Volver a decidir lo que ya estabas haciendo

Casi todo el mundo está viviendo una vida diseñada por alguien que ya no existe.

No es una figura retórica. Las decisiones que sostienen una vida adulta —esta ciudad, este trabajo, esta casa, esta manera de organizar los días— se tomaron en un momento concreto, con la información de entonces, bajo restricciones que probablemente ya no rigen, y por alguien que tenía otras prioridades y a quien hoy no consultarías para casi nada.

Nadie las ha revisado desde entonces. Se han heredado.

Y una vida heredada de uno mismo se comporta de manera distinta a una vida elegida, aunque consistan en hacer exactamente lo mismo mañana por la mañana.

El problema no es que las decisiones antiguas sean malas. Muchas eran excelentes y siguen siéndolo.

El problema es lo que le pasa a cualquier cosa que se sostiene por inercia el tiempo suficiente: deja de sentirse como propia. Y en cuanto deja de sentirse como propia, empieza a sentirse como impuesta.

Uno acaba tratando su propia vida como una circunstancia que le ha tocado. Sin recordar que la montó él.

Existe una industria dedicada a cambiar de vida y otra, más discreta, dedicada a aceptarla. Las dos venden bien porque las dos ofrecen un desenlace.

Lo que no tiene nombre ni mercado es el movimiento intermedio: mirar algo que no vas a modificar y volver a elegirlo, deliberadamente, sabiendo lo que sabes hoy.

La razón de que no lo tenga es comercial. No se ve, no se cuenta en una comida, y nadie te admira por haber decidido seguir haciendo lo mismo. Es difícil construir un negocio sobre un movimiento que no produce ninguna anécdota.

Y es, con diferencia, el que más falta hace. Casi ninguna vida bien construida necesita desmontarse. Necesita reasumirse.

Ahora bien, esto se convierte en un consuelo barato en cuanto se hace mal. Y hay una sola condición que lo impide.

Una redecisión solo cuenta si puede salir que no.

Si la pregunta se formula con la respuesta ya dentro, no estás decidiendo: estás ratificando un acuerdo que nunca estuvo en cuestión. Produce alivio durante dos días y deja las cosas exactamente donde estaban, porque no hubo riesgo y por tanto no hubo elección.

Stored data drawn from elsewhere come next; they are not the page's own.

PR #2678, opened 2017-11-18
[ZEPPELIN-3063] Notebook loses formatting when importing from 0.6.x

prabhjyotsingh:
### What is this PR for?
Notebook loses formatting (shows table instead of the graph) when importing from 0.6.x if the respective paragraph doesn't have result in it.

### What type of PR is it?
[Bug Fix]

### What is the Jira issue?
* [ZEPPELIN-3063](https://issues.apache.org/jira/browse/ZEPPELIN-3063)

Before:
before

After:
after

* Try importing [this](https://issues.apache.org/jira/secure/attachment/12898326/oldnotebook-0.6-clear.json) notebook, and then on running this notebook, the second paragraph should display BarChart instead of a table.

### DIFF
--- a/zeppelin-zengine/src/main/java/org/apache/zeppelin/notebook/Notebook.java
+++ b/zeppelin-zengine/src/main/java/org/apache/zeppelin/notebook/Notebook.java
@@ -447,6 +447,24 @@ public class Notebook implements NoteEventListener {
             }
             config.put("results", results);
           }
+        } else if (ret == null && p.getConfig() != null) {
+          if (p.getConfig().get("graph") != null && p.getConfig().get("graph") instanceof Map
+            && !((Map) p.getConfig().get("graph")).get("mode").equals("table")) {
+            Map<String, Object> config = p.getConfig();
+            Object graph = config.remove("graph");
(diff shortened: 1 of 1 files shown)


Leemoonsoo:
Tested and LGTM

zeppelin-zengine/src/main/java/org/apache/zeppelin/notebook/Notebook.java
```diff
@@ -445,6 +445,24 @@ public void convertFromSingleResultToMultipleResultsFormat(Note note) {
                 results.add(new HashMap<>());
               }
             }
+            config.put("results", results);
+          }
+        } else if (ret == null && p.getConfig() != null) {
+          if (p.getConfig().get("graph") != null && p.getConfig().get("graph") instanceof Map
```
felixcheung: can you add a comment here what this block of code is for? this way we could consider removing it when we remove support for 0.6 format perhaps?

prabhjyotsingh:
Thanks for the review, have made the suggested changes

prabhjyotsingh:

PR #2680, opened 2017-11-20
[ZEPPELIN-3066] Make the welcome header of the homepage for non login users customizable

kjmrknsn:
### What is this PR for?
Make the welcome header of the homepage for non login users customizable.

In our company's use case, we would like to customize the contents of the welcome header of the homepage for non login users so that we can introduce how to create an LDAP account to login Zeppelin to them.

### What type of PR is it?
[Improvement]

### What is the Jira issue?
https://issues.apache.org/jira/browse/ZEPPELIN-3066

* Tested manually.
    * I confirmed that the content of the HTML file whose path was set by `zeppelin.homescreen.header` was shown on the top of the home screen page.
        * screen shot 2017-11-20 at 18 13 33
    * I also confirmed that if `zeppelin.homescreen.header` was not set, the default contents (`app/home/header.html`) was shown.
        * screen shot 2017-11-20 at 18 14 30

### Questions:

### DIFF
--- a/conf/shiro.ini.template
+++ b/conf/shiro.ini.template
@@ -95,6 +95,7 @@ admin = *
 # To allow anonymous access to all but the stated urls,
 # uncomment the line second last line (/** = anon) and comment the last line (/** = authc)
 #
+/api/configurations/key/zeppelin.homescreen.header = anon
 /api/version = anon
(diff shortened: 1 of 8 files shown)


kjmrknsn:
This PR is replaced with https://github.com/apache/zeppelin/pull/2682.

PR #2681, opened 2017-11-20
[ZEPPELIN-2995] "auto-restart interpreter on cron execution" should restart interpreter to specific note, not all interpreters

kjmrknsn:
### What is this PR for?
Make "auto-restart interpreter on cron execution" restart the interpreters which are specific to the note, not all interpreters.
This issue was reported by https://github.com/apache/zeppelin/pull/1302#issuecomment-336521420.

### What type of PR is it?
[Bug Fix]

### What is the Jira issue?
* https://issues.apache.org/jira/browse/ZEPPELIN-2995

* Tested Manually.
   * I confirmed that the "auto-restart interpreter on cron execution" feature restarted only the interpreters which were specific to the notebook.

### Questions:

### DIFF
--- a/zeppelin-zengine/src/main/java/org/apache/zeppelin/notebook/Notebook.java
+++ b/zeppelin-zengine/src/main/java/org/apache/zeppelin/notebook/Notebook.java
@@ -882,10 +882,14 @@ public class Notebook implements NoteEventListener {
       }
 
       boolean releaseResource = false;
+      String cronExecutingUser = null;
       try {
         Map<String, Object> config = note.getConfig();
-        if (config != null && config.containsKey("releaseresource")) {
-          releaseResource = (boolean) note.getConfig().get("releaseresource");
+        if (config != null) {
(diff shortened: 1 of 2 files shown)


Leemoonsoo:
Thanks @kjmrknsn for the fix. It looks great to me!

If we can add a automated test, like [testAutoRestartInterpreterAfterSchedule ](https://github.com/apache/zeppelin/blob/master/zeppelin-zengine/src/test/java/org/apache/zeppelin/notebook/NotebookTest.java#L405), it'll help make sure any future change doesn't break this behavior.

Do you think you can add a test? Let me know if you need help on adding test!

kjmrknsn:
@Leemoonsoo I'll try to add a test. Thanks.

kjmrknsn:
@Leemoonsoo The unit test was added to `NotebookTest.java`. Thanks.

Leemoonsoo:
Thanks @kjmrknsn for adding test!
LGTM and merge to master if no further reviews.

PR #2682, opened 2017-11-21
[ZEPPELIN-3066] Make the welcome header of the homepage for non login users customizable

kjmrknsn:
### What is this PR for?
Make the welcome header of the homepage for non login users customizable.

In our company's use case, we would like to customize the contents of the welcome header of the homepage for non login users so that we can introduce how to create an LDAP account to login Zeppelin to them.

### What type of PR is it?
[Improvement]

### What is the Jira issue?
https://issues.apache.org/jira/browse/ZEPPELIN-3066

* Tested manually.
    * I confirmed that the content of the HTML file whose path was set by `zeppelin.homescreen.header` was shown on the top of the home screen page.
        * screen shot 2017-11-20 at 18 13 33
        * screen shot 2017-11-23 at 16 29 44
    * I also confirmed that if `zeppelin.homescreen.header` was not set, the default contents (`app/home/header.html`) was shown.
        * screen shot 2017-11-20 at 18 14 30
        * screen shot 2017-11-23 at 16 30 45

### Questions:

### DIFF
--- a/zeppelin-zengine/src/main/java/org/apache/zeppelin/notebook/socket/Message.java
+++ b/zeppelin-zengine/src/main/java/org/apache/zeppelin/notebook/socket/Message.java
@@ -185,7 +185,13 @@ public class Message implements JsonSerializable {
     RUN_PARAGRAPH_USING_SPELL,    // [s-c] run paragraph using spell
     PARAS_INFO,                   // [s-c] paragraph runtime infos
     SAVE_NOTE_FORMS,              // save note forms
-    REMOVE_NOTE_FORMS             // remove note forms
+    REMOVE_NOTE_FORMS,            // remove note forms
+    GET_HOMESCREEN_HEADER,        // [c-s] get homescreen header
+    HOMESCREEN_HEADER;            // [s-c] homescreen header
+
+    public boolean isAnonymousAllowed() {
+      return this == GET_HOMESCREEN_HEADER;
+    }
   }
 
   private static final Gson gson = new Gson();
--- a/conf/zeppelin-site.xml.template
+++ b/conf/zeppelin-site.xml.template
@@ -67,6 +67,11 @@
   <description>hide homescreen notebook from list when this value set to true</description>
 </property>
 
+<property>
+  <name>zeppelin.homescreen.header</name>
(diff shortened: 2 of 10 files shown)


kjmrknsn:
Travis CI status turned to green: https://travis-ci.org/kjmrknsn/zeppelin/builds/305087756

Leemoonsoo:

La prueba, entonces, es simple y bastante desagradable. Si al preguntarte si seguirías haciendo esto no aparece en ningún momento la posibilidad real de dejar de hacerlo, la pregunta está mal hecha.

Casi siempre saldrá que sí. Esa es la parte que nadie se cree de antemano. Pero saldrá que sí después de haber contemplado el no, y esa diferencia es la que convierte una costumbre en una elección.

Lo que cambia después no es la conducta. Es la propiedad.

Una obligación asumida pesa menos que una obligación heredada, aunque el trabajo sea idéntico. No porque haya disminuido, sino porque desaparece la fricción de estar cumpliendo algo que no recuerdas haber firmado.

Y desaparece la queja, que es lo más llamativo, porque la queja necesita un autor externo. Cuando el autor vuelves a ser tú, no queda a quién reprochárselo.

Hay algo más, menos evidente y probablemente lo más útil de todo.

Al revisar un acuerdo antiguo casi nunca sale un sí limpio. Sale un sí con condiciones: seguiría haciendo esto, pero no de esta manera, no en este volumen, no con esta gente, no todos los días.

Esas condiciones son la información. Es lo único que aparece cuando algo se examina en lugar de arrastrarse.

Y es exactamente lo que el cambio radical se lleva por delante. Quien lo desmonta todo nunca llega a ese material, porque para él la respuesta ya era no antes de mirar.

El ajuste fino solo está disponible para quien se toma en serio la posibilidad de quedarse.

Esto funciona mejor sin crisis. En una crisis la respuesta viene contaminada por la urgencia, y lo que sale no es una elección: es una salida.

Y funciona solo sobre cosas concretas. Sobre la vida entera no se decide nada; es demasiado grande para caber en una pregunta. Sobre la reunión que se repite cada semana desde hace seis años, sí.

La pregunta tampoco es si esto te compensa. Eso es contabilidad y se puede hacer sin comprometerse con nada.

Es si volverías a firmarlo hoy. Sabiendo lo que ahora sabes y con la opción de no hacerlo encima de la mesa.